JLL San Francisco Bay Area Mid-Peninsula San Jose Fremont Hayward Alameda Richmond San Rafael Fairfield Livermore American Canyon Central Valley

By Jacob Bourne

Before analyzing the data, researchers at JLL were uncertain about the trajectory of demand for e-commerce logistics space in the Bay Area due to skyrocketing rents and inadequate supply. Yet when they were investigating trends for the firm’s E-commerce Year End 2016 report, they found a continued willingness on the part of industry players to pay high prices to be in close proximity to the region’s key demographics. The combination of the presence of a growing affluent population as well as Gen Xers and Millennials has created a strong appetite for online shopping as well as high expectations for fast delivery.

“Despite steep rental rate increases we saw an uptick in the number of deals between 2015 and 2016,” explained Katie Olson-Kenny, research manager of East Bay-Sacramento offices, JLL. “Based on our findings, it’s a priority for companies to be in close proximity to consumers despite the steep costs. If you look at where these tenants are locating in terms of demographics, you’ll see the customers who want same-day delivery.”

This cultural trend of demand for fast and flexible delivery options has spurred companies to modify real estate strategies in recent years. JLL’s report shows that since 2011, 53-percent of last-mile deals in the region have occurred between 2015 and the present.
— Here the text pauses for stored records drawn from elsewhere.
PR #1211, opened 2021-08-31
Frame state

admich:
With this PR the frame state is updated when the frame state change due to user interaction with the  window manager.
Furthermore it is possible to start an application frame in shrunk state.

### DIFF
--- a/Backends/CLX/input.lisp
+++ b/Backends/CLX/input.lisp
@@ -223,9 +223,14 @@
                              :sheet sheet
                              :x x :y y :width width :height height))))
       (:map-notify
-       (make-instance 'window-map-event :sheet sheet))
+       (if (and (typep sheet 'top-level-sheet-pane)
+                (eq (frame-state (pane-frame sheet)) :shrunk))
+           (make-instance 'window-manager-deiconify-event :sheet sheet)
+           (make-instance 'window-map-event :sheet sheet)))
       (:unmap-notify
-       (make-instance 'window-unmap-event :sheet sheet))
+       (if (= 3 (car (xlib:get-property window :WM_STATE)))
+           (make-instance 'window-manager-iconify-event :sheet sheet)
+           (make-instance 'window-unmap-event :sheet sheet)))
       (:destroy-notify
        (make-instance 'window-destroy-event :sheet sheet))
       (:motion-notify
--- a/Backends/CLX/input.lisp
+++ b/Backends/CLX/input.lisp
@@ -228,7 +228,7 @@
            (make-instance 'window-manager-deiconify-event :sheet sheet)
            (make-instance 'window-map-event :sheet sheet)))
       (:unmap-notify
-       (if (= 3 (car (xlib:get-property window :WM_STATE)))
+       (if (= +icccm-iconic-state+ (car (xlib:get-property window :WM_STATE)))
            (make-instance 'window-manager-iconify-event :sheet sheet)
            (make-instance 'window-unmap-event :sheet sheet)))
       (:destroy-notify
--- a/Backends/CLX/mirror.lisp
+++ b/Backends/CLX/mirror.lisp
@@ -1,5 +1,9 @@
 (in-package #:clim-clx)
 
+(defconstant +icccm-withdrawn-state+ 0)
+(defconstant +icccm-normal-state+ 1)
+(defconstant +icccm-iconic-state+ 3)
+
 (defclass clx-mirror ()
   ((window
     :initarg :window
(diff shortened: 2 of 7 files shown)


Backends/CLX/input.lisp
```diff
@@ -223,9 +223,14 @@
...
                              :x x :y y :width width :height height))))
       (:map-notify
-       (make-instance 'window-map-event :sheet sheet))
+       (if (and (typep sheet 'top-level-sheet-pane)
+                (eq (frame-state (pane-frame sheet)) :shrunk))
+           (make-instance 'window-manager-deiconify-event :sheet sheet)
+           (make-instance 'window-map-event :sheet sheet)))
       (:unmap-notify
-       (make-instance 'window-unmap-event :sheet sheet))
+       (if (= 3 (car (xlib:get-property window :WM_STATE)))
```
dkochmanski, line 231: perhaps we should define appropriate constants (i.e in clx) for states - given they are standard across different x11 implementations - of course if they are not already defined, if they are then we just use them.

Backends/CLX/mirror.lisp
```diff
@@ -122,6 +122,21 @@
...
+       (let ((hints (xlib:wm-hints window)))
+          (setf (xlib:wm-hints-initial-state hints) :iconic)
+          (setf (xlib:wm-hints window) hints)
+          (xlib:map-window window)
+          (xlib:display-force-output (clx-port-display port))))
+      ((eq 1 (car (xlib:get-property window :WM_STATE)))
+       (xlib:iconify-window window (clx-port-screen port))
+       (xlib:display-force-output (clx-port-display port)))
+      ((eq 2 (car (xlib:get-property window :WM_STATE)))
+       (warn "The sheet is already shrunk")))))
```
dkochmanski, line 142: please access the property only once by using let:
```
(let ((wm-state (car (xlib:get-property window :wm_state)))) …)
```

dkochmanski: also, do we want to signal a warning here? perhaps leaving this as a no-op without further notification would be less engaging for the programmer without much demerit.

Backends/CLX/mirror.lisp
```diff
@@ -122,6 +122,14 @@
     (xlib:display-force-output (clx-port-display port))))
 
 (defmethod port-shrink-sheet ((port clx-basic-port) (sheet mirrored-sheet-mixin))
-  (when-let ((mirror (sheet-direct-mirror sheet)))
-    (xlib:iconify-window (window mirror) (clx-port-screen port))
-    (xlib:display-force-output (clx-port-display port))))
+  ;; Not all x11 window-managers iconify windows (in particular many
```
dkochmanski, line 125: this method change illustrates a certain problematic pattern with the clim spec where user interactions and port interactions are somewhat contrived (I'll use shrink frame as an example, but this applies i.e to the window configuration event and resize-sheet too):

User: shrink-frame -> shrink-sheet -> port-shrink-sheet
Port: (handle-event iconify-event) -> shrink-sheet -> port-shrink-sheet

Using both leads to a situation where we may end in an infinite loop, because calling port-shrink-sheet could generate iconify-event that will lead to calling port-shrink-sheet again etc etc. In order to avoid such infinite loop CLIM-TOS has a keyword argument in a few functions names `port-did-it` that is `T` when the port generates the event and `NIL` when it is a result of the user interaction to distinguish both situations. McCLIM on the other hand (in the case of the configuration event) binds a dynamic variable `*configuration-event-p*` that inhibits calling `port-set-mirror-geometry` (in order to avoid the infinite loop). I wonder what uniform approach to this problem we should adopt.

Regarding this case, as noted it is wasteful to go through get-property twice in case when it is the port what leads to this call (via handle-event).

dkochmanski (changes requested):
Thanks, I have minor stylistic remarks (we may define constants in clim-clx too instead of clx, I guess it would be fine either way) and an open discussion regarding situations where we have insufficient api to distinguish between port-triggered and user-triggered window state changes.

dkochmanski:
other than that this pr look good to me.

Backends/CLX/mirror.lisp
admich: done --also 2 was the wrong constant, anyway now there is +icccm-iconic-state+ constant

Backends/CLX/mirror.lisp
admich: Yes, for the moment I did not introduce any of the suggested approach (anyway there isn't infinite loop in this case), and I don't have opinion about what is better. 

I also don't understand exactly what is the right things to do in main gf (shrink-frame) and what to do in note-...... .

I also tried to check at the end of shrink-frame if the application is really shruk but it no so easy because the x11 mesages are intercepted from another thread (the port thread).

Backends/CLX/input.lisp
admich: I didn't find the constant in clx so I defined them in clim-clx

Backends/CLX/mirror.lisp
dkochmanski: OK, let's leave this problem to the future selves.

dkochmanski (approved):

dkochmanski:
lgtm, thanks!

PR #1212, opened 2021-09-08
clim-examples: graph-toy: Prevent error upon exiting.

### LINKED ISSUE #1192: closing "Data Graph Toy" demo lands in debugger
with error:
```lisp
  #<STANDARD-GENERIC-FUNCTION CLIM:PANE-NEEDS-REDISPLAY (4)>
when called with arguments
  (NIL).
   [Condition of type SB-PCL::NO-APPLICABLE-METHOD-ERROR]
See also:
  Common Lisp Hyperspec, 7.6.6 [:section]

Restarts:
 0: [RETRY] Retry calling the generic function.
 1: [CLEAR-PANE-TRY-AGAIN] Clear the output history of the pane and reattempt forceful redisplay.
 2: [CLEAR-PANE] Clear the output history of the pane, but don't redisplay.
 3: [SKIP-REDISPLAY] Skip this redisplay.
 4: [ABORT] Return to application command loop.
 5: [RETRY] Retry SLIME REPL evaluation request.
 --more--

Backtrace:
  0: ((:METHOD NO-APPLICABLE-METHOD (T)) #<STANDARD-GENERIC-FUNCTION CLIM:PANE-NEEDS-REDISPLAY (4)> NIL) [fast-method]
  1: (SB-PCL::CALL-NO-APPLICABLE-METHOD #<STANDARD-GENERIC-FUNCTION CLIM:PANE-NEEDS-REDISPLAY (4)> (NIL))
  2: ((:METHOD CLIM:REDISPLAY-FRAME-PANE :AROUND (CLIM:APPLICATION-FRAME T)) #<CLIM-DEMO::GRAPH-TOY {1002D855C3}> CLIM-DEMO::MAIN-DISPLAY) [fast-method]
  3: ((:METHOD CLIM:HANDLE-EVENT (CLIM-DEMO::GRAPH-TOY CLIM-DEMO::NEW-VALUE-EVENT)) #<CLIM-DEMO::GRAPH-TOY {1002D855C3}> #<CLIM-DEMO::NEW-VALUE-EVENT {1005CAEA03}>) [fast-method]
  4: (CLIM-EXTENSIONS:SIMPLE-EVENT-LOOP #<CLIM-DEMO:DEMODEMO {100733ADC3}>)
```

johnlorentzson:
The graph toy demo would cause an error from trying to redisplay after
the frame had been closed. It now checks whether the frame is active
before handling an event.

Fixes #1192 
Please let me know if this is an undesirable solution. I considered doing a `RETURN-FROM` at the top to avoid changing the indentation but I thought that would be worse.


Examples/graph-toy.lisp
```diff
@@ -99,21 +99,22 @@
...
-            do (setf (elt (val-array frame) i) (elt (val-array frame) j)))
-      (setf (fill-pointer (val-array frame)) xval-count))
-    (redisplay-frame-pane frame 'main-display)
-    (incf (last-yval frame) (- (random 9) 4))
-    (when (member (frame-state frame) '(:enabled :shrunk))
-      (schedule-event (frame-top-level-sheet frame)
-                      (make-instance 'new-value-event :sheet frame
-                                                      :val (last-yval frame))
-                      0.5))))
+  (when (eq (frame-state frame) :enabled)
```
nsrahmad, line 102: `frame-state` could return 4 possible values, `:disowned`, `:disabled`, `:enabled` or `:shrunk`. We definitely do not want to handle events while `:disowned` or `:disabled`. You are sure about handling events when `:enabled`, then what do you think should happen when the frame state is `:shrunk`?

Examples/graph-toy.lisp
```diff
@@ -99,21 +99,22 @@
...
+    (let ((val-array-len (length (val-array frame)))
+          (xval-count (max-xvals frame)))
+      (when (>= val-array-len (* xval-count 2))
+        (loop for i from 0 to (- xval-count 1)
+           for j from (- val-array-len xval-count)
+           do (setf (elt (val-array frame) i) (elt (val-array frame) j)))
+        (setf (fill-pointer (val-array frame)) xval-count))
+      (redisplay-frame-pane frame 'main-display)
+      (incf (last-yval frame) (- (random 9) 4))
+      (when (member (frame-state frame) '(:enabled :shrunk))
```
nsrahmad, line 113: I guess this answers the above question. But if we already doing this check at the start, do we really need to check again here?

nsrahmad (changes requested):
Hi, what you did here is definitely better than `return-from`.

johnlorentzson:
When I saw the code the problem looked so simple that I didn't bother reading the entire method. My new commit is what I should have done in the first place.

Examples/graph-toy.lisp
```diff
@@ -104,15 +104,15 @@
...
     (when (>= val-array-len (* xval-count 2))
       (loop for i from 0 to (- xval-count 1)
-            for j from (- val-array-len xval-count)
-            do (setf (elt (val-array frame) i) (elt (val-array frame) j)))
+         for j from (- val-array-len xval-count)
+         do (setf (elt (val-array frame) i) (elt (val-array frame) j)))
       (setf (fill-pointer (val-array frame)) xval-count))
-    (redisplay-frame-pane frame 'main-display)
-    (incf (last-yval frame) (- (random 9) 4))
     (when (member (frame-state frame) '(:enabled :shrunk))
```
nsrahmad, line 110: So the current implementation is like:
1. update the frame state
2. check if frame state is valid
3. redisplay and schedule event

But suppose I scheduled the event, and then destroyed the frame. When the event will be handled, it will try to update the frame state before checking for valid state. Do we really want that? or should we check for valid state before doing anything in the method?

In code, should I get in trouble If I do this:
```lisp
;;; After loading clim-examples

(let ((frame (clim:make-application-frame 'clim-demo::graph-toy)))
  (clim-sys:make-process 
   (lambda () (clim:run-frame-top-level frame)))
  (sleep 0.3)
  (clim:destroy-frame frame)
  (setf (clim-demo::val-array frame) nil))
```

nsrahmad (changes requested):

Examples/graph-toy.lisp
johnlorentzson: I felt what I did was a reasonable solution, but since this is an example program I guess the root problem should be solved, not the bug in this particular program.

I personally think that scheduled events should be cancelled when the frame is destroyed but I'm not familiar enough with the event system to know for sure. Does that sound like a reasonable solution?

nsrahmad: That is reasonable.

nsrahmad:
All right, Thanks for fixing this bug @johnlorentzson .

PR #1217, opened 2021-10-07
improve the command table menu inheritance

dkochmanski:


nsrahmad:
@dkochmanski About `command-not-present` vs `command-not-accessible`, you seem to interpret it as if a command is not present in current command-table and :errorp is true, then it should signal `command-not-present`. If it possibly also looks into inherited command-tables, and the command is not found (and errorp...) then it should signal `command-not-accessible`.

Whereas my interpretation was:
If a command is not present in current command-table or any inherited command-tables, and errorp is true, then it should signal `command-not-present`.
if a command is present in current command-table or any inherited command-tables, but the command is currently disabled, and errorp..., then it should signal `command-not-accessible`.

dkochmanski:
Hey, thanks for taking a look into proposed changes. I take my understanding of a difference between `present` and `accessible` from the introduction to [`27.2 Command Tables`](http://bauhh.dyndns.org:8000/clim-spec/27-2.html)

> We say that a command is present in a command table when it has been added to that command table. We say that a command is accessible in a command table when it is present in that command table or is present in any of the command tables from which that command table inherits.

This is additionally reinforced by the specification of operators, i.e `find-command-from-command-line-name` is specified to signal `command-not-accessible` but `remove-command-from-command-table` signals `command-not-present` (because find looks also in inherited tables while remove removes only commands that are in the command table).

nsrahmad:
@dkochmanski Sorry about that, I misremembered something. you are right, it is actually very clear.

PR #1222, opened 2021-10-20
ttf fonts: map default text styles with cl-dejavu fonts

dkochmanski:
This saves us from a frequent issue that the system fonts can't be
found. cl-dejavu is available in quicklisp and contains prepackaged
dejavu fonts.

Changes:
- the variable *families/faces* always contains absolute pathnames
- fonts are autoconfigured in eval-when (not in asd file)
- ad-hoc fc-match implementation is removed as unnecessary

The variable *truetype-font-path* is preserved because it is used to
list the "system" fonts (and i.e to customize this path to load the
"user" fonts).

### DIFF
--- a/Backends/CLX/fonts-xrender.lisp
+++ b/Backends/CLX/fonts-xrender.lisp
@@ -16,9 +16,6 @@
 
 ;;;; Notes
 
-;;; You might need to tweak mcclim-truetype:*families/faces* to point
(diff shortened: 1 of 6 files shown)


nsrahmad:
We do need to think about what happens when we create an executable? what if that executable in then run in different environment? should we try to adjust path at runtime?

PR #1233, opened 2021-11-03
New command parser

dkochmanski:
~This merge request~ The first two commits don't introduce any ground-breaking changes in the behavior - it is purely for the internals. When a command is defined only one parser is defined and functions like `command-line-read-remaining-arguments-for-partial-command` utilize it.


dkochmanski:
(should be rebased and merged after #1232).

PR #1248, opened 2021-12-08
Use uppercase M for em conversion and allow real column values

yitzchak:
In modern typesetting an em is often just the absolute font size. This does not look good in pretty printing where using the traditional definition of the width of an uppercase "M" is better.

Also, the functions `pprint-indent` and `pprint-tab` allow Real-valued column values. The Gray stream protocol does not make any statement about the return value of `stream-line-column`. Returning a Real-valued column number will make proportional typesetting have better alignments.


dkochmanski:
looks good, thanks! I'll merge it when all tests pass.

PR #1259, opened 2022-01-19
[draft] Menu keyboard navigation

admich:
With this PR I add keyboard navigation to menu (menu as menu-choose not as menu gadget where it already exist).

To activate the keyboard navigation the user must use `menu-choose-from-drawer` with a drawer function that
returns three values:
1.  a list of navigable presentations,
2.  the default presentation (or nil),
3.  the keyword `:kbd-nav`
If the third value isn't `:kbd-nav` the keyboard navigation isn't activated and the values returned by the drawer function aren't used.

If this PR is merged in master is also necessary to document new features in the McCLIM manual.

### DIFF
--- a/Core/clim-core/dialogs/menu-choose.lisp
+++ b/Core/clim-core/dialogs/menu-choose.lisp
@@ -358,20 +358,37 @@ maximum size according to `frame')."
   "A list of gesture names that serve as additional abort gestures for
 `menu-choose-from-drawer'.")
 
-;; Spec function.
+;; McCLIM add the possibility to navigate between the items of a menu
+;; with the keyboard. To activate the keyboard navifgation the user
+;; must use MENU-CHOOSE-FROW-DRAWER with a drawer function that
+;; returns three values:
+;; 1. a list of navigable presentations,
+;; 2. the default presentation (or nil),
+;; 3. the keyword :kbd-nav
+;; If the third value isn't :kbd-nav the keyboard navigation isn't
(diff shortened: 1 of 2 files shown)


admich:
Possible improvements:
1. change used gesture (see #1260)
2. Now the highlighted item with the pointer and with the keyboard have the same visual aspect, maybe it is better to differentiate (e.g. for the keyboard selected item only an underline instead of a box)

Core/clim-core/dialogs/menu-choose.lisp
```diff
@@ -111,22 +110,26 @@
...
+                                         item :style
+                                         '(:sans-serif nil nil)))
+                              (with-output-as-presentation
+                                  (stream
+                                   item
+                                   `((,name ,@params)
+                                     :description ,(getf (menu-item-options item) :documentation)
+                                     ,@options)
+                                   :single-box t)
+                                (funcall item-printer item stream))))))
```
dkochmanski, line 129: I'm not sure whether draw-standard-menu should collect presentations, perhaps it should be frame-manager-menu-choose by making a closure over item-printer (and then estabilish the context with accelerators around the call to menu-choose-from-drawer).

dkochmanski (changes requested):
I've made an initial review with some preliminary comments. I'd still want to have another pass with it we talk through what was signaled here. Some of remarks are rather an opening for a discussion than suggestions for change.

Also, please rebase on top of master (doing that locally had no conflicts).

PR #1261, opened 2022-01-20
Add :resynchronize-every-pass t to address book accepting-values

alanz:
Context:running the Examples/address-book.lisp application.

Without this setting, with SBCL on Linux, Entering information for the
"Name" field and pressing ENTER takes you to the "Address" field, but
the "Name" field becomes blank.

With this setting the already entered values continue to be displayed.


dkochmanski:
makes sense, thanks!

PR #1264, opened 2022-01-26
present complex number

admich:
Two changes:

1. The imaginary unit i is printed
2. The inferior presentations of the real part and imaginary part are
sensitive so they can be used for typed input.


dkochmanski:
two questions:
- what's the point of making real and imag parts sensitive?
- perhaps more terse form would be better, like 1+2i  3-2i (without spaces)

admich:
1.  why not? For examples: after a complex has been presented maybe you want to accept a real and you can click on the imag or real part to have exactly the same real number. Or you want to accept another complex and maybe you need a complex with the same imag part but a different real part of the previous presented complex.
2. Without space is aesthetically better but with space the presentation is acceptably in the sense that without further code the following works:
```
(accept-from-string 'complex (present-to-string 'complex #C(3 2)))
```

dkochmanski:
the "default" accept method still doesn't "eat" I, so if we ever fix incremental parsing from strings (i.e accept will return correctly where it finished), then we'll have garbage in front of the reminder.

When I have presented a complex number I don't think that accepting its both parts as reals makes semantic sense too. Unless there is a convincing use case for this change I don't think that we should incorporate it.

admich:
I agree with you that it is necessary to change also accept method in order to not have garbage.

For the other point i think that if the specification allow nested presentations it is good to use them. 

Anyway I close this PR and and I will open an issue to remember us to improve complex presentation because present #C(1 2) as 1 2 is ugly.

admich:
I have tried opengenera and there the complex are presented as: `#C(1 2)` with the real and imaginary parts that are  selectable for accept real.

PR #1265, opened 2022-01-30
Fix various

dkochmanski:


dkochmanski:
failures in the algebra test are caused by fiveam lingering behind master, I use there `for-all*` macro that has been merged a few days back.

PR #1270, opened 2022-02-18
core: read-command-using-keystrokes: sanitize the accelerator result

dkochmanski:
LOOKUP-KEYSTROKE-COMMAND-ITEM may return the gesture if no command can be found
under the keystroke. We don't want to pass a gesture to ENSURE-COMPLETE-COMMAND
so just in case we check the result. This allows associating keystrokes with
arbitrary actions with add-keystroke-to-command-table :function.


admich:
Maybe we can define a macro `define-keystroke-action` that expand to  `add-keystroke-to-command-table`

PR #1271, opened 2022-02-19
window-viewport-position

admich:
The implementation was wrong. From the specification window-erase-viewport:

> Returns two values, the x and y position of the top-left corner of the CLIM
> stream pane window's viewport. If the window is not scrollable, this will return
> the two values 0 and 0.


dkochmanski:
lgtm, thanks

PR #6559, opened 2020-08-25
Mark APIs (interfaces) as suppported in Edge 12 if any subfeature is

foolip:
For all of these, some subfeature is already marked as supported in Edge
12. The feature itself must then also be, although the interface object
might not be exposed.

This is a mechanical change, none of them were verified in Edge. If the
subfeature support statement is incorrect, the main feature will now
also be incorrectly marked as supported.

### DIFF
--- a/api/AnalyserNode.json
+++ b/api/AnalyserNode.json
@@ -11,7 +11,7 @@
             "version_added": "18"
           },
           "edge": {
-            "version_added": "≤18"
+            "version_added": "12"
           },
           "firefox": {
             "version_added": "25"
--- a/api/AudioBuffer.json
+++ b/api/AudioBuffer.json
@@ -11,7 +11,7 @@
             "version_added": "18"
           },
           "edge": {
-            "version_added": "≤18"
+            "version_added": "12"
           },
           "firefox": {
             "version_added": "25"
--- a/api/AudioBufferSourceNode.json
+++ b/api/AudioBufferSourceNode.json
@@ -11,7 +11,7 @@
             "version_added": "18"
           },
           "edge": {
-            "version_added": "≤18"
+            "version_added": "12"
           },
           "firefox": {
             "version_added": "25"
--- a/api/AudioContext.json
+++ b/api/AudioContext.json
@@ -25,7 +25,7 @@
             }
           ],
           "edge": {
-            "version_added": "≤18"
+            "version_added": "12"
           },
           "firefox": {
             "version_added": "25"
--- a/api/AudioDestinationNode.json
+++ b/api/AudioDestinationNode.json
@@ -11,7 +11,7 @@
             "version_added": "18"
           },
           "edge": {
-            "version_added": "≤18"
+            "version_added": "12"
           },
           "firefox": {
             "version_added": "25"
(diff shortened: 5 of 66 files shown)


foolip:
@ddbeck this is a fairly mechanical change, can you review? Re-verifying all of the information seems like too much effort to be worth it, but is there some part that would be worth verifying to be more confident in this?

ddbeck:
This is a good idea, @foolip! I agree, that where we're inferring data points based on data we've already got, we shouldn't validate them one-by-one. Our data already implies that this is true and this is merely making it explicit.

Before I actually review this, a quick point of order: did you do this by hand or did you write a script? If you did it by hand, I'll just review it. But if you did it with a script, I'd like to alert you to our ["migrations" process](https://github.com/mdn/browser-compat-data/blob/master/docs/migrations.md).

We've tried this a few times before and it works really well for mechanistic changes like this. The main benefit is that we sort of abstract the review a bit: instead of checking to make sure that each individual change is correct, we review the script and presume that the application of the script is correct (after a spot check or two).

Like I said though, if you did this by hand, I can do a direct review (though I would advise against doing anything along these lines that results in a diff much bigger than this one).

foolip:
Wow, https://github.com/mdn/browser-compat-data/blob/master/docs/migrations.md is great stuff, I'm glad to be working in a project taking such a deliberate approach to large-scale changes.

This change I'm afraid wasn't the result of a migration script, but from locally tweaking the lint in a way similar to https://github.com/mdn/browser-compat-data/pull/6558 to just strip '≤' from both versions to see what it would flag. This is the diff against the *current* code:
```diff
--- a/test/linter/test-consistency.js
+++ b/test/linter/test-consistency.js
@@ -180,6 +180,9 @@ class ConsistencyChecker {
 
     subfeatures.forEach(subfeature => {
       supportInParent.forEach(browser => {
+        if (browser !== 'edge') {
+          return;
+        }
         if (
           data[subfeature].__compat.support[browser] != undefined &&
           this.isVersionAddedGreater(
@@ -319,10 +322,11 @@ class ConsistencyChecker {
       typeof a_version_added === 'string' &&
       typeof b_version_added === 'string'
     ) {
-      if (a_version_added.startsWith('≤') || b_version_added.startsWith('≤')) {
-        return false;
-      }
-      return compareVersions.compare(a_version_added, b_version_added, '<');
+      return compareVersions.compare(
+        a_version_added.replace('≤', ''),
+        b_version_added.replace('≤', ''),
+        '<',
+      );
     }
 
     return false;
```

Not all of the resulting errors are real, but it did reveal this class of problems for Edge which can be fixed. I went through the lint errors by hand and fixed the ones involving Edge 12. There is some chance of manual error because of this.

If you prefer, I can still do this as a migration.

ddbeck (approved):
Thanks for the background on this, @foolip! I don't think you need to go through the migration process for this. I checked a most of these carefully (and confirmed that all of them only rewrite `≤18` entries), so I'm reasonably confident that this a smart change. I'm going to merge. Thank you!

(Also, I'm about to wrap things up for the day, so this is likely to be my last review until after the Monday bank holiday in the UK.)

PR #6563, opened 2020-08-26
Fix data for File() constructor

bodqhrohro:
I tested it myself in Opera 12 and Opera Mini; the constructor throws `DomException: NOT_SUPPORTED_ERR`

The addition of the API was mentioned in [Opera 25 release notes](https://dev.opera.com/blog/opera-25), so it wasn't available in earlier Chromium-based versions of Opera as well.

[Can I use...](https://caniuse.com/#feat=fileapi) seems to have more clarified data, so I copied them there, for Opera and some other browsers too, as the MDN data for the constructor seem to be just derived from the whole File API.

### DIFF
--- a/api/File.json
+++ b/api/File.json
@@ -67,28 +67,28 @@
           "description": "<code>File()</code> constructor",
           "support": {
             "chrome": {
-              "version_added": "13"
+              "version_added": "38"
             },
             "chrome_android": {
-              "version_added": "18"
+              "version_added": "38"
             },
             "edge": {
               "version_added": "79"
             },
             "firefox": {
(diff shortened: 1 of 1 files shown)


ddbeck (changes requested):
Hi @bodqhrohro and welcome to BCD! This is a great PR—thank you for updating this info. I've got two suggestions to extend this that are outside of GitHub diff range:

* The Chromium value also implies Samsung Internet `"3.0"`
* The [Chrome status entry](https://www.chromestatus.com/feature/5731244088229888) says that WebView is `"38"` as well

Would you mind making these changes too? Thank you again!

Over the past two years, lease rates for logistics spaces have risen between 29.8 percent and 73.7 percent. The Mid-Peninsula has consistently achieved the highest asking lease rates followed by Silicon Valley. Overall vacancy for this product type is at 2.4 percent with absorption being led by companies with a strong relationship to e-commerce, many with a purely online retail presence.

Olson-Kenny and her team are currently tracking 10.2 million square feet of active tenant demand in the Bay Area. According to Jason Ovadia, managing director of Northern California Industrial at JLL, many of the new companies seeking space are considering the timing of construction and delivery of logistics space as a top priority. These companies are eager to get a foothold in the market and are willing to either pay high rents to seize limited opportunities or look for space in secondary or tertiary areas.

“They want to get into the market as soon as possible and it’s really creating a dynamic where demand is severely outweighing supply,” Ovadia said. “The challenge is dealing with land constraints and the time it takes to go through CEQA. They’re starting to target projects based on timing of delivery versus the exact location. So the best location may be in Hayward for example, but if the timing isn’t right then they might go into outlying areas 30 to 50 miles away from San Francisco and San Jose, which are the major population centers.”

Ovadia spoke of a changing landscape with an influx of new developers aiming to use industrial real estate as an investment vehicle and the construction of new multi-level logistics facilities with more flexible designs. It’s also becoming more commonplace to find the use of automation technologies and robotics in these spaces reflecting a visible shift from more traditional warehouses.

Researchers found that the average lease was within a five mile radius of 94,000 households, reflecting major distribution hubs in San Jose, Fremont, Hayward, Alameda, Richmond, San Rafael and Fairfield. Companies requiring more space at affordable rates are also seeking space in emerging markets like Livermore, American Canyon and the Central Valley.

“There’s 4.4 million square feet under construction right now and 46 percent is already pre-leased,” offered Olson-Kenny. “The Central Valley has 3.5 million square feet under construction. Last year we were unsure of where the market would be, but we continue to see deal velocity at record highs. The outlook is promising for the Bay Area and Central Valley.”